Election polls workers 2018

Election night poll workers haul completed ballots into the Athens County Board of Elections Tuesday evening. Photo by Conor Morris.

Athens County voters stuck with the status quo this week in the election of county officeholders and ballot measures, according to unofficial election results.

About 1,500 provisional ballots had yet to be counted in Athens County as of Wednesday morning, according to Board of Elections Director Debbie Quivey. That could be enough to alter the outcome of the Athens County auditor’s race.

Jill Thompson, a Republican who has held the auditor’s seat for the past 18 years, was re-elected in a close race against Democrat and retired Athens County Deputy Auditor Dave Owen.
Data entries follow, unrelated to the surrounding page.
PR #1025, opened 2017-02-01
Fixes #1014: Don't run drush entity-updates during config-import

### LINKED ISSUE #1014: Don't run drush updb with the entity-updates flag during setup:config-import, it's dangerous
When BLT executes the `setup:config-import` task, it will run drush updb after importing configuration. It passes the `--entity-updates` flag to the updb.

I think this should be removed.

This [stack overflow answer](http://drupal.stackexchange.com/questions/221215/what-is-the-purpose-of-drush-entity-updates) indicates that it's really a development tool and shouldn't be run under normal circumstances.

There's also a [detailed change record](https://www.drupal.org/node/2554097) regarding the removal of the automated entity updates system from update.php and explains why the automated update system is dangerous and shouldn't be used normally. Basically modules should handle the entity updates themselves in update hooks.

Here's an [additional change record](https://www.drupal.org/node/2554101) that explains the user-facing changes of the removal of the automated system.

Given that BLT's acquia cloud hooks will run the setup:config-import task during deploys, it seems dangerous to include the `--entity-updates` flag in the updb command.

bkosborne:
Fixes #1014

### DIFF
--- a/phing/tasks/setup.xml
+++ b/phing/tasks/setup.xml
@@ -216,9 +216,7 @@
     <!-- This must happen before features are imported or configuration is imported. -->
     <!-- For instance, if you add a dependency on a new extension to an existing configuration file, you must enable that extension via an update hook before attempting to import the configuration. -->
     <!-- If a db update relies on updated configuration, you should import the necessary configuration file(s) as part of the db update. -->
-    <drush command="updb" assume="yes" alias="${drush.alias}" passthru="false">
-      <option name="entity-updates"></option>
-    </drush>
+    <drush command="updb" assume="yes" alias="${drush.alias}" passthru="false"/>
     <!-- Import configuration. -->
     <drush command="config-import" assume="yes" alias="${drush.alias}" passthru="false">
       <option name="partial"></option>


grasmash:
@danepowell I think you may have initially added the entity update flag, any objections?

danepowell:
Thanks for bringing this up. I wasn't aware that best practice was to manually apply entity updates in individual update hooks, I thought everyone was expected to run `updb --entity-updates`.

I'd like to follow best practices, but it's worth calling out that this is a big change in workflow. We've used `--entity-updates` as long as it's existed and never had any problems. The alternative (handling updates manually) is pretty hideously complex, I doubt most developers are aware of it, and there's a risk of unknowingly allowing entity updates to stack up over time.

If we remove this, we should definitely document it, and ideally maybe we could have an automated test that checks for pending entity updates and throws an error if they exist.

bkosborne:
> It sounds like this transition could also solve the problem of not being able to update fields with existing content. If that's the case, it would be a huge win and I'd love to see it documented.

Well, it's still up to the "owner" of the field that changes to write the update hook to handle it that scenario, which I think is still a complete pain. Some examples I've seen have you capturing all the field data into memory, truncating the table, applying the schema update (which normally fails if there's content), then re-adds the content from memory.

grasmash:
@geerlingguy @danepowell What would you like to do about this? Been open a long time, I'd like to defer decision to one of you two since you have more experience with this.

geerlingguy:
@grasmash - Personally, I never run entity-updates unless the status report page yells at me and tells me to do it. I don't know how dangerous it is to do it by default... but I _haven't_ done it on most of my sites, ever, and only have done it manually once or twice when the status report tells me to do so.

danepowell:
I would say merge this. It's not a complete solution but it's a step in the right direction.

Just looking at this from a practical angle, the current system isn't very effective anyway, since we are running `updb --entity-updates` _before_ importing new configuration. For it to apply updates made by configuration changes, we would have to be running updb _after_ importing configuration as well. So the change in this PR at least makes things more internally consistent.

I still don't really understand the interplay been configuration updates and entity updates. Our switch to config_split throws another wrinkle into this. Is applying entity updates even necessary when you are using full config imports like with config_split? I'd like to see some follow up discussion about this.

geerlingguy:
> Is applying entity updates even necessary when you are using full config imports like with config_split?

Thompson received 51 percent of the votes (10,743 votes) and Owen received 49 percent (10,320 votes), though the final votes have not yet been counted.
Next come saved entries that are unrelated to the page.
Issue #678, opened 2016-11-16
Why does BLT assume the usage of a "vcs" config directory?


bkosborne:
BLT assumes the usage of a "vcs" config directory, I think because Acquia sets this in the ACE config file that's included on all ACE sites.

I don't really understand why we should have both the "vcs" config directory and the default "sync" directory that Drupal assumes. With the "vcs" approach, I have to specify that directory when running drush config-import and config-export, otherwise drush assumes the default of "sync".

Maybe at the very least this value can be changed to use a variable instead, so we can override it in our project.yml file? https://github.com/acquia/blt/blob/8.x/phing/tasks/deploy.xml#L167

grasmash:
paging @danepowell. I think I had the same question.

danepowell:
Hi @bkosborne , BLT generally assumes that you are storing config in Git, i.e. at `/config/default`. BLT defines that to be the `sync` directory in [local.settings.php](https://github.com/acquia/blt/blob/8.x/settings/default.local.settings.php#L30), while ACE calls that the `vcs` directory.

Honestly, I'm not sure why either ACE or BLT settled on the convention they did. I suspect BLT chose the `sync` key just for ease of use, because Drupal generally assumes you are working with the `sync` directory unless you specify something else. ACE probably chose `vcs` because Drupal by default puts the sync directory into the files directory (which conflicts with how we typically use it).

I could see arguments for any of the following:

1. Leave everything as it is :)
2. Use `vcs` across the board, even locally, which would be more consistent and less confusing, but would require anyone running drush config-import/export to manually pass `vcs` as an argument. We could write a wrapper command to make that easier.
3. Make the deploy/local default config directory key configurable, to support other conventions and other deployment environments besides ACE.

bkosborne:
Thanks @danepowell 

Well I guess for now it makes sense to leave it as it is, I was mostly just confused

grasmash:
@weitzman Could you shed some like on this? I'm frankly still not sure why Drush and Acquia Cloud use a `vcs` dir rather than a `sync` dir.

geerlingguy:
I did a little more research, and it seems there's no particular reason why `vcs` was chosen... It just sort-of happened, and it's the default on Acquia Cloud. It seems to have been made the default around 8.0.0-rc2, and besides a few mentions in the documentation, there's no other public reasoning behind the ACE environments using `vcs` instead of the default `sync` directory used by Drupal core.

weitzman:
[...]

PR #1029, opened 2017-02-02
Don't force the config directory to be "vcs" during deploys

### LINKED ISSUE #1013: Make the cm.core.config-dir property configurable
Ok, so I thought I could deal with this, but every time I'm prompted for a config directory when I do a config import or export I die a little inside :)

Here's the main issue where I brought this up: https://github.com/acquia/blt/issues/678

Basically, Drupal wants there to be a config directory labeled 'sync' (it complains if it doesn't exist), but [BLT wants there to be one labeled 'vcs'](https://github.com/acquia/blt/blob/c6b27ddf0b16b49bbc1632a56fb7c11f946a8201/phing/tasks/deploy.xml#L224).

My site only uses one actual config directory. As a result I have this snippet at the very bottom of my site's settings.php file:

```
$config_dir = dirname(DRUPAL_ROOT) . "/config/$site_dir";
$config_directories['sync'] = $config_dir;
$config_directories['vcs'] = $config_dir;
```

That way they are both defined and BLT and Drupal are happy.

But because of that, whenever I do a config export or config import, I'm prompted to chose one of those, even though they are the same.

What I suggest doing here is changing [this line](https://github.com/acquia/blt/blob/c6b27ddf0b16b49bbc1632a56fb7c11f946a8201/phing/tasks/deploy.xml#L224) so that it accepts a parameter instead of hardcoding "vcs". Then I could configure it on my project.yml file.

bkosborne:
Fixes #1013

### DIFF
--- a/phing/tasks/deploy.xml
+++ b/phing/tasks/deploy.xml
@@ -219,9 +219,6 @@
     <phingcall target="setup:update">
       <param name="environment" value="deploy"/>
       <property name="drush.alias" value="self"/>
-      <!-- Most sites store their version-controlled configuration in /config/default. -->
-      <!-- ACE internally sets the vcs configuration directory to /config/default, so we use that. -->
-      <property name="cm.core.config-dir" value="vcs"/>
     </phingcall>
   </target>
 


danepowell:
I'm fine with making the config directory configurable here, but I don't think we can remove it because deployments to ACE will start failing. On ACE it does need to be `vcs`.

bkosborne:
Hmm yeah I understand. Don't want an unexpected change to break deployments.

Note that I'm just removing the property _override_ here. The `cm.core.config-dir` property still exists and is used by the config import target. [It defaults to the 'sync' directory.](https://github.com/acquia/blt/blob/a1668961af1b10186ad31e943f28b5c1ca1da239/phing/build.yml#L39)

I wonder how people on ACE handle the annoyance of having two config directories defined. I don't think Acquia should have defined this 'vcs' directory in their config file to begin with.

danepowell:
Apparently you're not the only one :)

https://github.com/acquia/blt/issues/678

geerlingguy:
This can be closed now, in light of https://github.com/acquia/blt/pull/1080, correct @grasmash ?

grasmash:
Yes!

 Thompson said Wednesday morning that she feels confident about her re-election. She didn’t seem surprised by the closeness of the race. “I was running against a former employee,” Thompson said (she and Owen have worked together in the Auditor’s Office). “...I was determined from the beginning, running on my merits, running on a positive campaign… trying to be supportive of a former employee,” she said.
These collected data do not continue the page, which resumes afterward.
PR #1041, opened 2017-02-03
Add setup:toggle-modules test

bobbygryzynger:
Changes proposed:
- Add testing for module toggling behavior


.travis.yml
```diff
@@ -68,7 +68,7 @@ script:
   # Call targets in the new 'blt-project' project.
   - blt ci:build:validate:test -Dcreate_alias=false -Dbehat.run-server=true -Dbehat.launch-phantom=true -Dblt.verbose=true
   # Run 'blt-project' tests.
-  - phpunit ../blt/tests/phpunit --group blt-project
+  - phpunit ../blt/tests/phpunit --group blt-project --bootstrap ../blt/tests/phpunit/bootstraps/ci.php
```
grasmash: Let's put this in a phpunit.xml.dist rather than passing it as an argument

.travis.yml
```diff
@@ -68,7 +68,7 @@ script:
   # Call targets in the new 'blt-project' project.
   - blt ci:build:validate:test -Dcreate_alias=false -Dbehat.run-server=true -Dbehat.launch-phantom=true -Dblt.verbose=true
   # Run 'blt-project' tests.
-  - phpunit ../blt/tests/phpunit --group blt-project
+  - phpunit ../blt/tests/phpunit --group blt-project -c ../blt/tests/phpunit/phpunit.xml.dist
```
bobbygryzynger: @grasmash - I've added the `phpunit.xml.dist` file, but since `phpunit.xml` takes precedence, it still needs to be provided as a cli argument.

bobbygryzynger: @grasmash - I've added the `phpunit.xml.dist` file, but since `phpunit.xml` take precedence, this still needs to be provided as a cli argument. Was this your intention?

grasmash: @bobbygryzynger oh, no. I guess just adding to phpunit.xml. Forgot there was one!

bobbygryzynger:
@grasmash - turns out here (after a closer read) that the `phpunit.xml` has to be in the `cwd` to be read for test configuration:

> If phpunit.xml or phpunit.xml.dist (in that order) exist in the current working directory and --configuration is not used, the configuration will be automatically read from that file.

“We worked really hard and are dedicated to… doing the very best that we can,” Thompson said. “At the end of the day, my goal is to put Athens County first… We’re going to keep doing what we’re doing.”

Should Owen come out on top when the final votes are counted, Thompson said she will “certainly congratulate my opponent,” but said the numbers show that her campaign did well. “It appears, on a first cursory look, I’m the only Republican who won in Athens County,” Thompson said. “… I am very blessed.”

Acting Treasurer and local business owner Ric Wasserman, a Democrat, won the county treasurer’s seat with a whopping 61.54 percent of the vote (12,816 votes) in the unofficial election results. His opponent, retired business owner and former Athens City Auditor Gary Van Meter, a Republican, earned 38.46 percent of the vote (8,008 votes).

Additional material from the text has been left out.